DATA
[Start of section]

PR #46, opened 2021-01-20
Add docker GitHub Actions workflow to build docker images 

### LINKED ISSUE #41: Provide Docker image with cargo-chef
Hi, it would be cool if you could provide a Docker image on Docker Hub with `cargo-chef` installed.

Its Dockerfile could be as simple as
```Dockerfile
FROM rust
RUN cargo install cargo-chef 
```
The README is right that the `RUN cargo install cargo-chef` step gets cached, but that only holds if you run it on the same machine every time. A lot of CIs run each job on a different (virtual) machine, with empty local Docker layer cache.

(it is possible to cache using remote images with --cache-from, --target, and manual pushes/pulls, but it's less convenient)

Thanks for a very helpful tool.

strohel:
Currently uses just the "latest" tag of the upstream rust base image, but the
approach is extensible to many such tags.

Requires following GitHub repository secrets to be defined:

DOCKERHUB_USERNAME - username on https://hub.docker.com/
DOCKERHUB_TOKEN - token from Docker Hub for DOCKERHUB_USERNAME used to push images.

The job is scheduled to run every night, exiting early if current images are
up-to-date.

Seems to work fine:
- built image: https://hub.docker.com/r/strohel/cargo-chef
- GitHub job that built the image: https://github.com/strohel/cargo-chef/runs/1735587797
- GitHub job that was no-op because versions were up-to-date: https://github.com/strohel/cargo-chef/runs/1735685360

Fixes #41.

### DIFF
--- a/.github/workflows/docker.yml
+++ b/.github/workflows/docker.yml
@@ -1,0 +1,44 @@
+name: Build Docker images
+on:
+  push:
+    branches:
+      - main
+    paths:
+      - '.github/workflows/docker.yml'
+      - 'docker/**'
+  schedule:
+    - cron: '42 7 * * *' # run at 7:42 UTC (morning) every day
+jobs:
+  build:
+    name: Build and push
+    runs-on: ubuntu-latest
+    env:
+      RUST_IMAGE_TAG: latest
+      DOCKERHUB_USERNAME: ${{ secrets.DOCKERHUB_USERNAME }}
+      DOCKERHUB_TOKEN: ${{ secrets.DOCKERHUB_TOKEN }}
+    steps:
+      - uses: actions/checkout@v2
+      - run: |
+          docker login --username $DOCKERHUB_USERNAME --password $DOCKERHUB_TOKEN
+
+          RUST_IMAGE=rust:$RUST_IMAGE_TAG
+          RUST_VERSION=$(docker run --rm $RUST_IMAGE rustc --version)
+          echo "Rust version in $RUST_IMAGE is $RUST_VERSION."
+
+          CHEF_IMAGE=$DOCKERHUB_USERNAME/cargo-chef:$RUST_IMAGE_TAG
+          CHEF_RUST_VERSION=$(docker run --rm $CHEF_IMAGE rustc --version || echo "none")
+          echo "Rust version in $CHEF_IMAGE is $CHEF_RUST_VERSION."
+          CHEF_VERSION=$(docker run --rm $CHEF_IMAGE cargo install --list | grep "^cargo-chef v" | cut -d v -f 2 | cut -d : -f 1 || echo "none")
+          echo "cargo chef version in $CHEF_IMAGE is $CHEF_VERSION."
+
+          # Somewhat tricky way to determine latest version without installing anything
+          LATEST_CHEF=$(cargo search --limit 1 cargo-chef | head -n 1 | cut -d '"' -f 2)
+          echo "Latest cargo chef version on crates.io is $LATEST_CHEF."
+
+          if [ "$RUST_VERSION" == "$CHEF_RUST_VERSION" -a "$LATEST_CHEF" == "$CHEF_VERSION" ]; then
+            echo "All versions up-to-date, existing early."
+            exit 0
+          fi
+
+          docker build docker/ -t $CHEF_IMAGE --build-arg=BASE_IMAGE=$RUST_IMAGE
+          docker push $CHEF_IMAGE
--- a/docker/Dockerfile
+++ b/docker/Dockerfile
@@ -1,0 +1,4 @@
+ARG BASE_IMAGE=rust
+FROM $BASE_IMAGE
+
+RUN cargo install cargo-chef && rm -rf $CARGO_HOME/registry/
--- a/docker/README.md
+++ b/docker/README.md
@@ -1,0 +1,5 @@
+This directory contains Dockefile to build cargo-chef image that can be used as
+a base layer for `planner` and `cacher` build stages.
+
+Note that this builds `carcho chef` from latest release on crates.io - not from
+the current repository.


.github/workflows/docker.yml
```diff
@@ -0,0 +1,45 @@
+name: Build Docker images
+on:
+  push:
+    branches:
+      - main
```
strohel, line 5: Uncomment these to test before merging to the `main` branch.

.github/workflows/docker.yml
```diff
@@ -0,0 +1,45 @@
...
+
+          RUST_IMAGE=rust:$RUST_IMAGE_TAG
+          docker run --rm $RUST_IMAGE rustc --version
+          RUST_VERSION=$(docker run --rm $RUST_IMAGE rustc --version)
+          echo "Rust version in $RUST_IMAGE is $RUST_VERSION."
+
+          CHEF_IMAGE=$DOCKERHUB_USERNAME/cargo-chef:$RUST_IMAGE_TAG
+          CHEF_RUST_VERSION=$(docker run --rm $CHEF_IMAGE rustc --version || echo "none")
+          echo "Rust version in $CHEF_IMAGE is $CHEF_RUST_VERSION."
+          CHEF_VERSION=$(docker run --rm $CHEF_IMAGE cargo install --list | grep "^cargo-chef v" | cut -d v -f 2 | cut -d : -f 1 || echo "none")
```
strohel, line 32: This is a bit cheesy, but `cargo chef --version` currently returns a dummy value.

Even if it did, the script would depend on the fact that it returns _exactly same_ value as `cargo search cargo-chef` - i.e. any fancy stuff like `1.49.0 (e1884a8e3 2020-12-29)` would break it.

strohel:
When this is merged and confirmed to work, the README should be updated to point people to using the image, rather than building cargo chef themselves.

.github/workflows/docker.yml
```diff
@@ -0,0 +1,45 @@
...
+      RUST_IMAGE_TAG: latest
+      DOCKERHUB_USERNAME: ${{ secrets.DOCKERHUB_USERNAME }}
+      DOCKERHUB_TOKEN: ${{ secrets.DOCKERHUB_TOKEN }}
+    steps:
+      - uses: actions/checkout@v2
+      - run: |
+          docker login --username $DOCKERHUB_USERNAME --password $DOCKERHUB_TOKEN
+
+          RUST_IMAGE=rust:$RUST_IMAGE_TAG
+          docker run --rm $RUST_IMAGE rustc --version
```
TriplEight, line 25: GitHub Action's `ubuntu-latest` has Rust built-in, so there's no need to use a container for it.

.github/workflows/docker.yml
TriplEight: If this job would run on releases, i.e.
```
on:
  release:
    types:
      - published
```
then it would be possible to use `${{ github.event.release.tag_name }}` as a version tag for an image. (That also would be a fix for the dummy `--version` output).

.github/workflows/docker.yml
strohel: This line is actually a leftover from my debugging - I've removed it. I've noticed it thanks to your comment.

The next line `RUST_VERSION=$(docker run ...` needs to use rustc from `$RUST_IMAGE`, because its version needs to match rustc from $CHEF_IMAGE (which is itself based on $RUST_IMAGE).

.github/workflows/docker.yml
```diff
@@ -0,0 +1,44 @@
...
+  build:
+    name: Build and push
+    runs-on: ubuntu-latest
+    env:
+      RUST_IMAGE_TAG: latest
+      DOCKERHUB_USERNAME: ${{ secrets.DOCKERHUB_USERNAME }}
+      DOCKERHUB_TOKEN: ${{ secrets.DOCKERHUB_TOKEN }}
+    steps:
+      - uses: actions/checkout@v2
+      - run: |
```
TriplEight, line 21: There's an official "docker build and push action" https://github.com/marketplace/actions/build-and-push-docker-images
And also buildah actions, for the connoisseurs: https://github.com/marketplace/actions/buildah-build and https://github.com/redhat-actions/push-to-registry

.github/workflows/docker.yml
LukeMathWalker: The job will have to run a schedule to release a new version every time Rust releases, even if cargo-chef did not cut a new release.
But @TriplEight makes a very good point - we can rely on the latest non-alpha tag in the repository to detect the latest version of `cargo-chef`, no need to touch Docker.

LukeMathWalker: For the Rust version - we could use a [label](https://docs.docker.com/engine/reference/builder/#label)

TriplEight: Sorry, I didn't quite get the idea behind running this job on schedule for every new Rust. Can you elaborate, please? 
You do not even test the code against `nightly`. If it would be the case, and if you need to release a container for every push, just place this job right after one which would run `cargo +nightly test ...`.

strohel: > The job will have to run a schedule to release a new version every time Rust releases, even if cargo-chef did not cut a new release.

Right, I was about to say exactly this.

> But @TriplEight makes a very good point - we can rely on the latest non-alpha tag in the repository to detect the latest version of cargo-chef, no need to touch Docker.

Well, this particular command here is to query the version of cargo chef _in the latest published docker image_ (not latest version published to crates.io).

.github/workflows/docker.yml
strohel: Not sure whether you suggest something particular, but I'd be curious to see an alternative PR implementing the required logic using one of these pre-defined actions - "patches welcome" I guess. :) The tricky part is not to build when there's no need to (unless we want to waste GitHub's resources).

TriplEight: Maybe I just didn't understand why creating this on schedule to follow the latest Rust exactly in the containerization job.

.github/workflows/docker.yml
LukeMathWalker: > Sorry, I didn't quite get the idea behind running this job on schedule for every new Rust. Can you elaborate, please?

We are referring to stable Rust releases.
E.g. if the latest cargo chef is `0.1.12` and we build the Docker image today, the released Docker image will be using Rust `1.49.0`. When Rust `1.50.0` is released, we want to release a new image with cargo-chef `0.1.12` and Rust `1.50.0`.

strohel: > Sorry, I didn't quite get the idea behind running this job on schedule for every new Rust. Can you elaborate, please?

It is somewhat briefly described in #41 and its comments. The idea is to have have up-to-date images with latest released cargo-chef, eventually for multiple tags of the official `rust` image, but starting with just `latest` in this PR (but a matter of setting one variable). Notice that release cadence of `rust` (including minor versions) may be actually higher than of `cargo chef`, hence a need for a schedule.

> For the Rust version - we could use a label

Yes it would be technically possible to label $CHEF_IMAGE (though we have no power to label $RUST_IMAGE), and then read it (which would still AFAICS require pulling the image). But in order to label it, we would still need to determine the version (or rust in $RUST_IMAGE) somehow? Maybe that's just a lack of my imagination - feel free to suggest concrete changes to code.

LukeMathWalker:
Merged, updated the README and triggered the first build successfully: https://hub.docker.com/repository/docker/lukemathwalker/cargo-chef# 😁
Thanks a lot @strohel!

I have only modified the triggers: it now builds on a schedule + on every tag (so that we trigger a build every time cargo-chef is released).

[End of section]

PROBLEM DETAILS
Each line above that contains the string "built" should be copied.

REPLY
- built image: https://hub.docker.com/r/strohel/cargo-chef
- GitHub job that built the image: https://github.com/strohel/cargo-chef/runs/1735587797
TriplEight, line 25: GitHub Action's `ubuntu-latest` has Rust built-in, so there's no need to use a container for it.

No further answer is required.